I have used an Indian spice mix here as it is round in taste, flavorful, mild and compliments the vegetables. It’s a particularly good complement to cabbage. Traditionally used in the Indian state of Bengal, panch (five) phoran (whole spice) is a mix containing fennel, nigella(onion seeds), mustard, fenugreek and cumin. It is used in a old vegetable dish popular in Bengali households called chachori, where no part of any vegetable is wasted. This tradition is being slowly lost in favor of more sophisticated foods, but it’s too delicious not to rescue.  You can also use coriander in place of the cumin.  You can make your own (equal parts of each) or buy it online.  Spices have medicinal and health properties that have been studied in Ayurvedic medicine for centuries. This blend contains spices that act as anti-oxidants and are believed to reduce inflammation. 

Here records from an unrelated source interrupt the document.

PR #125, opened 2020-09-12
Link to the new page from the site top

KengoTODA:
[The newly added page](https://jspecify.dev/tsttcpw.html) is not linked from the site top.
This PR suggests to link it from the side menu.

### How the link will be available

Screen Shot 2020-09-12 at 19 31 48

### DIFF
--- a/docs/index.rst
+++ b/docs/index.rst
@@ -1,10 +1,6 @@
 jspecify: Standard Java annotations for static analysis
 =======================================================
 
-.. toctree::
-   :maxdepth: 2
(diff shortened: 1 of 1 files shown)


cpovirk:
Thanks. We're still not sure what we'll be doing with this page:

- Integrate it into the spec?
- Provide it as a "implementation suggestion" for tool authors?
- Delete it entirely?

But it should be fine to link to it so that it's more accessible to project members. We can always make changes as needed.

PR #126, opened 2020-09-12
Minor updates for document

KengoTODA:
* Bump up Sphinx version to the latest one
* Fix two warnings
  1. malformed table that makes [participants in the latest doc](https://jspecify.dev/#participants) invisible
  2. no directory found for static resources
* Add more translation for Japanese language


cpovirk:
Thank you, especially for fixing the participants table! I should have checked it before merging.

Issue #101, opened 2020-04-13
A meta-annotation to express "incompatible with <other annotations>"


kevinb9n:
For example imagine:

```
@IncompatibleWith(Nullable.class)
public @interface NonNull {...}
```

This would express that it is invalid to use the two annotations together in the exact same spot.

By convention we could do it in both directions but only one would be necessary.

kevinb9n:
A compliant checker would not permit the conflicting annotations to appear together in code it is analyzing. But what if they appear together in some dependency of the code being analyzed?

I would suggest that checkers absolutely should not choose based on position (even if that order is preserved in the class file). And trying to specify an order of precedence somehow feels like a big waste of complexity with little to gain. And deciding to just ignore them all won't lead to anything good.

So, we might actually want the `@IncompatibleWith` docs to explicitly condone giving an error even if it's a dependency that contains the violation.

mernst:
If there are annotations that express a subtyping relationship, such as [`@SubtypeOf`](https://checkerframework.org/api/org/checkerframework/framework/qual/SubtypeOf.html), they can serve this purpose.  We might still need `@IncompatibleWith`, but maybe not for type annotations.

cpovirk:
For jspecify, supporting this feels somewhat speculative to me, similar to [how I feel about `@NegatedBy`/`@NegatedOf`](https://github.com/jspecify/jspecify/issues/109#issuecomment-626006545).

The Checker Framework, by contrast, has more reason to support `@SubtypeOf`: It is part of what lets users define arbitrary new type systems.

Kevin has [replied to my concerns on the other thread](https://github.com/jspecify/jspecify/issues/109#issuecomment-626011093). I agree that there's _some_ value to the annotations proposed in both this issue and #109, but both still feel to me to not be part of the minimum viable product.

kevinb9n:
(I can see making the actual release of said annotations lower priority, for sure. I just want us to be thinking ahead a bit, so that in 5 years we have a nice stable of stable annotations, where learning one actually helps you to learn another.)

cpovirk:
One potentially nice thing about meta-annotations in general is that it lets us make changes in the annotations themselves and then have the behavior change automatically picked up by tools. Alternatively, that is a potentially scary thing :) But I'm not sure if it's necessarily any scarier than the idea that we'd make significant changes to existing annotations _period_.

[...]

PR #135, opened 2020-09-29
Split "paradox" into 3 categories.

cpovirk:


cpovirk:
I had a realization about the new categories: Only one is purely "about" nullness:

- `@Nullable int i`

The others are more general:

- `@Nullable @NullnessUnspecified Foo`: This is a general category of "mutually incompatible" annotations. If we provided enough metadata, it could be checked by a tool that knows nothing about nullness (#101).

- `class @Nullable Foo {}`: This is a general category of "unrecognized `TYPE_USE` locations." Again, with enough metadata, it could be checked by a tool that knows nothing about nullness (#136).

Based on that, I have tentatively named those 2 categories "jspecify_multiple_annotations" and "jspecify_unrecognized_location," _without_ putting "nullness" in the name as I've been doing for the others (including new "jspecify_nullness_intrinsically_not_nullable"). @kevin1e100 , I think you may have been the one to suggest including "nullness" in the name of the initial tokens. Does omitting it from those 2 categories make sense to you? (Not that I want to overthink this :))

Once there is agreement on the names, I can update the sample inputs themselves accordingly.

samples/README.md
```diff
@@ -110,9 +110,20 @@ cases above.
 
 A comment on a given line provides information about the following line.
 
-Such a comment contains one of 3 special sequences:
+Such a comment contains one of 5 special sequences. The first 3 cover case 1
+from above:
 
--   `jspecify_nullness_paradox`: for case 1 above
+-   `jspecify_multiple_annotations`: for cases like `@Nullable
```
mernst, line 116: This could also be "conflicting".  When Jspecify expands, it may permit multiple annotations at a single location, such as `int @NonNull @NonEmpty []`.

mernst (approved):
This looks good, thanks.

samples/README.md
cpovirk: Makes sense. Done.

(Mike and I had talked elsewhere about using the term "inconsistent." We set it aside because readers might also conclude that an annotation can be "inconsistent" with a corresponding annotation on a supermethod, for example. While we could have the same concern about "conflicting," I feel that it's clearer somehow. Perhaps it's more natural to assume that a "conflict" occurs between two things that are sitting right next to one another in the source file, whereas "inconsistency" is the kind of thing that you might see even between 2 completely separate codebases.)

I'll leave this PR open for a couple days to collect feedback from @kevin1e100 and other interested parties. After that, I'll make the changes and merge it. As always, we can revisit as needed.

PR #142, opened 2020-10-09
Refactor samples README

mernst:
* Structure comment syntax around normative vs. non-normative
 * Also explain concepts where they are used, not later.
 * Put the most important information first.


cpovirk:
Thanks, and sorry again for leaving this so long.

PR #144, opened 2020-10-09
Add missing errors to DereferenceIntersection

mernst:


cpovirk:
The idea here is that, if an analyzer performs capture conversion, then the return type of `get()` is something like `Object & @NullnessUnspecified Lib` (or `Object & @Nullable Lib` in those cases). In that case, we know the value is not null (since it is a subtype of `Object`), so the call is safe.

IIRC, the Checker Framework does not permit "out of bounds" wildcards in the first place. That is, Java permits things like:

```java
class Foo<S extends String> {}

Foo<? extends CharSequence> foo;
```

But CF forbids (again, IIRC):

```java
class Foo<T extends @NonNull Object> {}

Foo<? extends @Nullable Object> foo;
```

(This may have to do with the Checker Framework's current behavior of not performing capture conversion but rather arriving at the same results in other ways?)

It may be that these tests end up requiring some special tag so that the Checker Framework analyzer's tests can know to expect different behavior for them.

kevinb9n:
(As explained)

Something this beautiful, easy and delicious makes cooking a delight. Serve it as a side dish, eat with a piece of bread, a small bowl of rice, or with yogurt (like me).  I hope you will enjoy it as much as I do.

RECIPE: Tricolor Vegetables with Bengali 5 Spice

INGREDIENTS

  • 2 tsp panch phoran
  • 1 Tsp expeller pressed canola
  • 3C chopped sweet potatoes
  • 3C chopped purple cabbage
  • 1 C chopped Chard stems
  • 4C chopped Chard leaves
  • 1 tsp salt
  • 1/2 tsp cayenne (more to taste)
  • 1/4 tsp turmeric

PROCESS

  1. Heat spices in the pan slowly with oil until the mustard seeds just start to pop.
  2. Add the sweet potatoes and remaining spices and sauté for 2-3 minutes, covering occasionally.
  3. Add the cabbage, toss, and cook covered for 3-4 minutes.
  4. Add chard stems and cook covered 3-4 minutes.
  5. Add the chard leaves and toss to gently wilt.  

Adjust seasonings and enjoy.   Serves 4.